PR #1287, opened 2017-08-06
Trace external pointers from helpers

pchaigno:
This pull request extends `ProbeChecker` to trace external pointers
from helpers. At this time, a single helper can return a kernel
pointer, `bpf_get_current_task`.

This change should probably be considered a breaking API change. In
bcc, it breaks a few tools that were relying on the rewriter not
being able to replace dereferences. For instance, the
`bpf_probe_read(&nsproxy, sizeof(nsproxy), &task->nsproxy)`
expression in `tools/mountsnoop.py` now returns an error.

/cc @drzaeus77

### DIFF
--- a/src/cc/frontends/clang/b_frontend_action.cc
+++ b/src/cc/frontends/clang/b_frontend_action.cc
@@ -77,6 +77,9 @@ class ProbeChecker : public RecursiveASTVisitor<ProbeChecker> {
   }
   bool VisitCallExpr(CallExpr *E) {
     needs_probe_ = false;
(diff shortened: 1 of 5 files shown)


pchaigno:
The new test case is failing on the Ubuntu 16.04 Jenkins because `bpf_get_current_task` requires a kernel > 4.4. Should I remove the test case, add an Exception for this specific error, or try and detect the kernel version beforehand?

goldshtn:
I think our usual strategy is to mark the test case as requiring that specific kernel version. See the tools smoke tests for example.

pchaigno:
Ah! of cource, the smoke tests! Thanks @goldshtn!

__DIRECTIONS__: Every line in the entries above that has the word "frontends" should be identified and copied.

__REPLY__:
--- a/src/cc/frontends/clang/b_frontend_action.cc
+++ b/src/cc/frontends/clang/b_frontend_action.cc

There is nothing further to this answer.